[Opening Extracted material section]

PR #1872, opened 2021-02-03
feat(notification): add Streamlabs support

TomZanna:
### Description

Added the ability to activate alerts via StreamLabs

Requires the user to register with StreamLabs and create an application to request an access token (no need to submit for review).
Useful for sending sound notifications to viewers of a live stream.

### Testing
Ran the test notification script

### New dependencies
form-data


TomZanna:
Over the weekend I will fix the linting problems.
Do you think I could avoid using `form-data`? I don't like that part of code but it just works.

jef (approved):
Query params kind of make sense, but we also didn't make the API! That being said, I feel like authentication shouldn't be sent as a query param, but unfortunately, it is.

Overall, looks good to me!

Thanks for the implementation 😄

docs/reference/notification.md
```diff
@@ -209,3 +209,16 @@ Instructions on how to set up tokens can be found at [d-fischer.github.io/twitch
...
+Instructions on how to set up tokens can be found at [dev.streamlabs.com](https://dev.streamlabs.com/docs/register-your-application).
+You don't need to submit your application for review, just whitelist yourself!
+
+| Environment variable | Description |
+|:---:|---|
+| `STREAMLABS_ACCESS_TOKEN` | StreamLabs access token |
+| `STREAMLABS_TYPE` | StreamLabs alert type |
+| `STREAMLABS_IMAGE`| Custom image to display. Leave it blank for default |
+| `STREAMLABS_SOUND` | Custom image to play. Leave it blank for default |
+| `STREAMLABS_DURATION` | StreamLabs alert duration |
```
jef, line 224:
```suggestion
| `STREAMLABS_DURATION` | StreamLabs alert duration (in milliseconds) |
```

src/config.ts
```diff
@@ -332,6 +332,13 @@ const notifications = {
     consumerSecret: envOrString(process.env.TWITTER_CONSUMER_SECRET),
     tweetTags: envOrString(process.env.TWITTER_TWEET_TAGS),
   },
+  streamlabs: {
+    accessToken: envOrString(process.env.STREAMLABS_ACCESS_TOKEN),
+    type: envOrString(process.env.STREAMLABS_TYPE),
+    imageHref: envOrString(process.env.STREAMLABS_IMAGE),
+    soundHref: envOrString(process.env.STREAMLABS_SOUND),
+    duration: envOrNumber(process.env.STREAMLABS_DURATION),
+  },
```
jef, line 341:
```suggestion
  streamlabs: {
    accessToken: envOrString(process.env.STREAMLABS_ACCESS_TOKEN),
    duration: envOrNumber(process.env.STREAMLABS_DURATION),
    imageHref: envOrString(process.env.STREAMLABS_IMAGE),
    soundHref: envOrString(process.env.STREAMLABS_SOUND),
    text: {
        header: envOrString(process.env.STREAMLABS_HEADER),
        subheader: envOrString(process.env.STREAMLABS_SUBHEADER),
    },
    type: envOrString(process.env.STREAMLABS_TYPE),
  },
```

I'm wondering if we should take advantage of the `message` and `user_message` params?

src/notification/streamlabs.ts
```diff
@@ -0,0 +1,42 @@
+import {Link, Store} from '../store/model';
+import {Print, logger} from '../logger';
+import {config} from '../config';
+import {URLSearchParams} from 'url';
+import fetch from 'node-fetch';
+
+const {streamlabs} = config.notifications;
+let requestParams: URLSearchParams;
+
+if (streamlabs.accessToken) {
```
jef, line 10:
```suggestion
if (streamlabs.accessToken && streamlabs.type) {
```

Since `type` is required, I think we should put this here as well.

src/notification/streamlabs.ts
```diff
@@ -0,0 +1,42 @@
...
+  requestParams = new URLSearchParams();
+  requestParams.append('access_token', streamlabs.accessToken);
+  requestParams.append('type', streamlabs.type);
+  requestParams.append('image_href', streamlabs.imageHref);
+  requestParams.append('sound_href', streamlabs.soundHref);
+  requestParams.append('duration', streamlabs.duration.toString());
```
jef, line 16:
```suggestion
  requestParams.append('access_token', streamlabs.accessToken);
  requestParams.append('duration', streamlabs.duration.toString());
  requestParams.append('image_href', streamlabs.imageHref);
  requestParams.append('message', streamlabs.text.header);
  requestParams.append('sound_href', streamlabs.soundHref);
  requestParams.append('type', streamlabs.type);
  requestParams.append('user_message', streamlabs.text.subheader);
```

Maybe from previous suggestion?

jef (commented):
Okay, just a couple comments. This is great overall; awesome addition!

src/config.ts
TomZanna: yeah, we could but as it for now the message parameter will be overwritten by the output of `Print.inStock (...)`.

I am thinking of two options:

1. View the product in the header and the store in the subheader
2. Display both the product and the store in the header and a custom message in the subheader (or vice versa)

jef: Oh! Right... Sorry, I totally forgot about that line. Okay, that sounds great. Let's just not change this for now and if we want to implement at some point, then we can. It's not a great improvement, so this is good to me!

Thanks for the help ❤️

jef (approved):

jef (approved):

[Closing Extracted material section]

Work required: The required answer is a single number: how many lines above hold the string "review".

Exercise solution: 2